## [BRIEF]
For the material below, output exactly the span from the line with "Repository: https://github.com/muaz978/subtitleedit-logi-plugin" to the line with "Licence: MIT", including both, and nothing besides.

## [MATERIAL PROVIDED]
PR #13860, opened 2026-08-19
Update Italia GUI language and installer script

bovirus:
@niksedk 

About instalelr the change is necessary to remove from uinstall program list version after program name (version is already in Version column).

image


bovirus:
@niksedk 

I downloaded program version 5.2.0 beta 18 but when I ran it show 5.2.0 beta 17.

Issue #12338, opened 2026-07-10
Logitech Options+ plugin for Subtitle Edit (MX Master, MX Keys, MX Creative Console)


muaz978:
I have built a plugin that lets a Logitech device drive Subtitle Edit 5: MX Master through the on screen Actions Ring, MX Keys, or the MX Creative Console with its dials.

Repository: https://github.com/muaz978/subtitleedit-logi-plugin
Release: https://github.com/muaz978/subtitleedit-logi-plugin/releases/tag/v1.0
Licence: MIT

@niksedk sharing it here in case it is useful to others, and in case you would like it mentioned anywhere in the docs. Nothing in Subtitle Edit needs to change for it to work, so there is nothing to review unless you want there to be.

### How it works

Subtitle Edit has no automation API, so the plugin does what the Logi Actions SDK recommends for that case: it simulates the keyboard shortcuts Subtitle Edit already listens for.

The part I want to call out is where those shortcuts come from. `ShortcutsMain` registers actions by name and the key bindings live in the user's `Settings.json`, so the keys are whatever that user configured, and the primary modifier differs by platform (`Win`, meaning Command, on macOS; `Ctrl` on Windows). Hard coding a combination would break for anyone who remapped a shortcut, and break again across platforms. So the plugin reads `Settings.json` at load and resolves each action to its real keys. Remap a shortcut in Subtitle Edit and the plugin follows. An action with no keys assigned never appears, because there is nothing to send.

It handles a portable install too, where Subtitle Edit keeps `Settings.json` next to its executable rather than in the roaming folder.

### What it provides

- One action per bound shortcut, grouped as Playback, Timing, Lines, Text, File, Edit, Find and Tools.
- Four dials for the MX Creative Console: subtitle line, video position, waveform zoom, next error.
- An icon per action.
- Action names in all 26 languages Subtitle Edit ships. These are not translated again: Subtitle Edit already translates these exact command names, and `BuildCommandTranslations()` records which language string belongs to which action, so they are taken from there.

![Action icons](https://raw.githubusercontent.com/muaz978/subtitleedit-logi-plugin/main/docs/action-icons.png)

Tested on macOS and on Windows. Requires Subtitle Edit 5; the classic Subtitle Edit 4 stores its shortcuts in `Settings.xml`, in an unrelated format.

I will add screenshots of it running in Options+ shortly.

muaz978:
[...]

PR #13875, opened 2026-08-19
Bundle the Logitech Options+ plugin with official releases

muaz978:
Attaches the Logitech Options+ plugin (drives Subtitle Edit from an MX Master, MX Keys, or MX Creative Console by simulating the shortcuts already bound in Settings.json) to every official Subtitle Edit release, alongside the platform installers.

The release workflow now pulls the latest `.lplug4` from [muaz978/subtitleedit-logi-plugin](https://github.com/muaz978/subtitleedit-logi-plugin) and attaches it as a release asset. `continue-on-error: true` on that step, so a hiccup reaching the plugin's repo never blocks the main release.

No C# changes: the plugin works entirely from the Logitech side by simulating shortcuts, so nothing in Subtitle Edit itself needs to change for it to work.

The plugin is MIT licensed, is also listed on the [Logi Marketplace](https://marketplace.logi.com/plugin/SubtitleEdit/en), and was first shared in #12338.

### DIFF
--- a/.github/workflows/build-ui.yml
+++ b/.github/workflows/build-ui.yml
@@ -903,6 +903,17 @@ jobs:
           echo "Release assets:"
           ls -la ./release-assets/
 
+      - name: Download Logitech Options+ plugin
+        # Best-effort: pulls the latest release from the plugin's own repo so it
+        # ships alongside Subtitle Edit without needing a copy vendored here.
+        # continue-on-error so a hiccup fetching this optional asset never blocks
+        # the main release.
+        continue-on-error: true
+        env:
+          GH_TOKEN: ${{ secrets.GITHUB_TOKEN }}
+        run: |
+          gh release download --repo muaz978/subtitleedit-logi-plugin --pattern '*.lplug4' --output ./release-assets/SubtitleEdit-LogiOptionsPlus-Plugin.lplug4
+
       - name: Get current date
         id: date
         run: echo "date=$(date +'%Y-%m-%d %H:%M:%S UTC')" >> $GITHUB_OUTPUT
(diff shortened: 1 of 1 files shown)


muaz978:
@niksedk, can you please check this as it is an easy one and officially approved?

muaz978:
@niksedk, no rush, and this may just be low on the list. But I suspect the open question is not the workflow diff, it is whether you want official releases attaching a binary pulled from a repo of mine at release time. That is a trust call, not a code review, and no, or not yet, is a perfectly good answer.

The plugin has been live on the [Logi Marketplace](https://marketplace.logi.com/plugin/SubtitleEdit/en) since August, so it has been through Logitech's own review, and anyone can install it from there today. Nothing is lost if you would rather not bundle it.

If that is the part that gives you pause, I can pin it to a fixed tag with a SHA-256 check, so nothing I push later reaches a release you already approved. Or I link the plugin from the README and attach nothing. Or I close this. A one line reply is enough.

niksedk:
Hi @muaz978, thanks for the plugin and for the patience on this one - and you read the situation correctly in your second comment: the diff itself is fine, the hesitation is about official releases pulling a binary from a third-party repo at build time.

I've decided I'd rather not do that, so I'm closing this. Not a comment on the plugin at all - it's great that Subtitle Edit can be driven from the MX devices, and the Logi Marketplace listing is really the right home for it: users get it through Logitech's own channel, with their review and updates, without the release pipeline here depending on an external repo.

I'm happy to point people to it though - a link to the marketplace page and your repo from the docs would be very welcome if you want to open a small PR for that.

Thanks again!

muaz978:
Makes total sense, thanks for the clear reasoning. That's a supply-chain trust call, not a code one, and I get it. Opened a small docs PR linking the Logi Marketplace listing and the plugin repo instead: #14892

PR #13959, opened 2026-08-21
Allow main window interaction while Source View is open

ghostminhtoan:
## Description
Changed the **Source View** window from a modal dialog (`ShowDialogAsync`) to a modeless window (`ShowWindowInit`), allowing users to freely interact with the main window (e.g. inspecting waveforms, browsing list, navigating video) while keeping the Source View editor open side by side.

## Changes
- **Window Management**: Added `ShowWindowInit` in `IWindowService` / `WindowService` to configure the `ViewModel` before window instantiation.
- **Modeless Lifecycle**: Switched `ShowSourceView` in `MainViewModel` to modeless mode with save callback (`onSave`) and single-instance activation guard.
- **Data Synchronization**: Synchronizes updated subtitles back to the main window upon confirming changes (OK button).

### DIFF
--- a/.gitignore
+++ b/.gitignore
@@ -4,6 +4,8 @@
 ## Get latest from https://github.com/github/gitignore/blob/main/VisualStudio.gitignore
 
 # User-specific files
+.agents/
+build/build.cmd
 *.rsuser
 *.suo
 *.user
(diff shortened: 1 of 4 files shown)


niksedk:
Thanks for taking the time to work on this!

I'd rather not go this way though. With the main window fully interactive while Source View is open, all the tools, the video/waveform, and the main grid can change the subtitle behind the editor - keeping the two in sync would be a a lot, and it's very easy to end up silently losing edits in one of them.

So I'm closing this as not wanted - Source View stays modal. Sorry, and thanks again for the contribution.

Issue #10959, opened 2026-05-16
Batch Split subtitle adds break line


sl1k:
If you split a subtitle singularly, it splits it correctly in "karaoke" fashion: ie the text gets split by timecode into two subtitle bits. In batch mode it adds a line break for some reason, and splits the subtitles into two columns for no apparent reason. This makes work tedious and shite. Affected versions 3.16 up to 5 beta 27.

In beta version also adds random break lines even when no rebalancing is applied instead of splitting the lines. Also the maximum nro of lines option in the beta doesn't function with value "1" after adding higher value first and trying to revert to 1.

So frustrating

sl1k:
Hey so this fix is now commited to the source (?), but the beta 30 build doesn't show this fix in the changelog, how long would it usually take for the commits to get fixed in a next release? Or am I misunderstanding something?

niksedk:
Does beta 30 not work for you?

## [RESPONSE BOX]
Repository: https://github.com/muaz978/subtitleedit-logi-plugin
Release: https://github.com/muaz978/subtitleedit-logi-plugin/releases/tag/v1.0
Licence: MIT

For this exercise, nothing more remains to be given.